更新@tangy的答案，以适应当前版本的scikit-learn：0.23.2（StratifiedShuffleSplit文档）。

from sklearn.model_selection import StratifiedShuffleSplit

n_splits = 1  # We only want a single split in this case
sss = StratifiedShuffleSplit(n_splits=n_splits, test_size=0.25, random_state=0)

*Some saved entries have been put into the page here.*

PR #5129, opened 2022-07-26
Fix select input option clearing

joshhanley:
This PR fixes an issue with select inputs (see #2992, #4826 and #5081), where if `selected` is manually output on an `<option>` tag, then after the user selects a different option, the selected value disappears from the select input box.

See screen capture of what currently happens:
Recording 2022-07-26 at 16 09 37

Why is this needed? Well as Livewire can be used to progressively enhance sites, it can be desirable to output `selected` on the selected option, so that way if javascript isn't loaded or there is a delay in it being loaded, then the correct value is shown to the user from the beginning and then there is no "blip" once Livewire has loaded.

As far as I'm aware all other inputs work like this, just it is select that breaks.

The option I choose to fix this, is to ensure that all select inputs have the value reset from the Livewire property value after each request.

The reason for this is, due to the nesting nature of `<select>` and `<option>` tags, morphdom actually resets the `selectedIndex` of the select input when it processes the individual option tags. To fix this, morphdom has a `specialElHandlers` for fixing this. But this doesn't run on objects that have `wire:model`.

I could change Livewire's morphdom implementation to allow the select special handler to run (see screenshot), but it doesn't solve the issue for if the `selected` is option on a different option to the one Livewire is tracking with `wire:model` (see incorrect test).

Screen Shot 2022-07-26 at 4 01 11 pm

That's why I've chosen to process the select inputs value from Livewire's properties on each request instead. I also limited it to only single selects for now (not multiple selects as they are fine - as far as I'm aware).

Open to other solutions if there is a better way. It was quite a challenge to work out what morphdom was doing, but I can demonstrate it if needed.

Hope this helps!


calebporzio:
Dude, thank you Josh. As always - amazing work ❤️ ❤️ ❤️

joshhanley:
No worries! 🙂

PR #5173, opened 2022-08-09
Change from nowdoc to heredoc on asset warning output

joshhanley:
Currently the asset warning script `$nonce` variable isn't being evaluated due to nowdoc syntax, as such that breaks turbolinks/turbo.

Currently when it renders, it looks like this:

Screen Shot 2022-08-10 at 8 49 26 am

Which causes this error in turbolinks:

image

So have changed it to heredoc, so when the nonce is empty is doesn't render anything:

Screen Shot 2022-08-10 at 8 49 44 am

Hope this helps!


joshhanley:
No worries! 🙂

PR #5192, opened 2022-08-21
Add assertions for FileDownloaded contents

colinmackinlay:
@joshhanley here's the PR for #4981

This adds:
- an assertion `assertFileDownloadedContains `to check for some specific partial content in the downloaded file.
- an assertion `assertFileDownloadedNotContains `to check for missing specific partial content in the downloaded file.

### DIFF
--- a/src/Testing/Concerns/MakesAssertions.php
+++ b/src/Testing/Concerns/MakesAssertions.php
@@ -400,4 +400,28 @@ trait MakesAssertions
 
         return $this;
     }
+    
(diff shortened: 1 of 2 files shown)


joshhanley:
@colinmackinlay thanks!

joshhanley:
While we're developing V3, we're trying to keep V2 stable and limit API changes/additions. In that spirit, PR's like this that may otherwise make sense to merge, we're unfortunately closing. Feel free to PR this once V3 has been released. Thank for your effort and input!

PR #5205, opened 2022-08-26
add method to get the preRenderedView

ph7jack:
1️⃣ **Is this something that is wanted/needed? Did you create a discussion about it first?**
Yes, I want to modify the livewire behavior, but I need access to the rendered view in many cases
https://github.com/livewire/livewire/discussions/5190

2️⃣ **Did you create a branch for your fix/feature? (Master branch PR's will be closed)**
Yes

3️⃣ **Does it contain multiple, unrelated changes? Please separate the PRs out.**
No

Yes

5️⃣ **Please include a thorough description (including small code snippets if possible) of the improvement and reasons why it's useful.**
It will be really useful if we can get access to the preRenderedView property in the livewire component, I need to use a trait to expose it.

Thanks for contributing! 🙌

### DIFF
--- a/src/Component.php
+++ b/src/Component.php
@@ -156,6 +156,11 @@ abstract class Component
             ->toArray();
     }
 
+    public function getPreRenderedView()
+    {
+        return $this->preRenderedView;
+    }
+
     public function skipRender()
     {
         $this->shouldSkipRender = true;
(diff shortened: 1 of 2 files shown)


joshhanley:

PR #5253, opened 2022-09-20
spread attributes for dynamic components

nuernbergerA:
Currently dynamic-components are not that dynamic as you need to hardcode the attributes
```blade
<livewire:dynamic-component component="alert" :type="$type" :message="$message" />
```

Or pass them via a "magic" attribute
```blade
<livewire:dynamic-component :component="$component" :attributes="$attributes" />
```
But then you have to parse them in the `Component` and assigned them yourself:
```php
public function mount(array $attributes) {
     $this->type = $attributes['type'];
     $this->message = $attributes['message'];
}
```

With this PR we will have `wire:spread`
```blade
<livewire:dynamic-component :component="$component" :wire:spread="$attributes" />
```
so we don't have to monkey around with arrays in mount

This will only be supported if you run PHP 8.1.

Below PHP 8.1 nothing will be manipulated, you could retrieve attributes via `mount`
```php
public function mount() {
     $attributes = func_get_args()[0];
     $this->type = $attributes['type'];
     $this->message = $attributes['message'];
}
```

### DIFF
--- a/src/LivewireTagCompiler.php
+++ b/src/LivewireTagCompiler.php
@@ -112,6 +112,15 @@ class LivewireTagCompiler extends ComponentTagCompiler
                                 ? "'{$attribute}' => \Illuminate\View\Compilers\BladeCompiler::sanitizeComponentAttribute({$value})"
                                 : "'{$attribute}' => {$value}";
                 })
+                ->when(PHP_VERSION_ID >= 80100, function($collection) {
+                    return $collection->map(function (string $value, string $attribute) {
+                        if(! str($attribute)->startsWith('wire:spread')) {
+                            return $value;
+                        }
+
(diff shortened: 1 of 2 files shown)


joshhanley:
@nuernbergerA makes sense to me! Any reason it needs to be 8.1 only?

nuernbergerA:
@joshhanley 

> @nuernbergerA makes sense to me! Any reason it needs to be 8.1 only?

From [php-watch](https://php.watch/versions/8.1/spread-operator-string-array-keys)
> Prior to PHP 8.1, the spread operator only supported arrays with numeric keys. Using an array with string key resulted in an error prior to PHP 8.1

joshhanley:
@nuernbergerA ah right yep! It's amazing how we quickly get used to new features 😅

joshhanley:

PR #5369, opened 2022-11-18
Add common OS generated files to .gitignore

jukkakoskinen:
I noticed there's a .DS_Store file in the root of the repo, and thought that ignoring common OS generated files would be a good idea.


joshhanley:
Thanks!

for train_index, test_index in sss.split(X, y):
    X_train, X_test = X[train_index], X[test_index]
    y_train, y_test = y[train_index], y[test_index]

- Roei Bahumi

网页内容由stack overflow 提供, 点击上面的

可以查看英文原文，
原文链接

- Andreas Mueller · Accepted Answer

[0.17版本更新]

请参考sklearn.model_selection.train_test_split文档：

from sklearn.model_selection import train_test_split
X_train, X_test, y_train, y_test = train_test_split(X, y,
                                                    stratify=y, 
                                                    test_size=0.25)

[/更新至版本0.17]

这里有一个拉取请求。但是如果您愿意，您可以简单地执行train, test = next(iter(StratifiedKFold(...)))并使用训练和测试索引。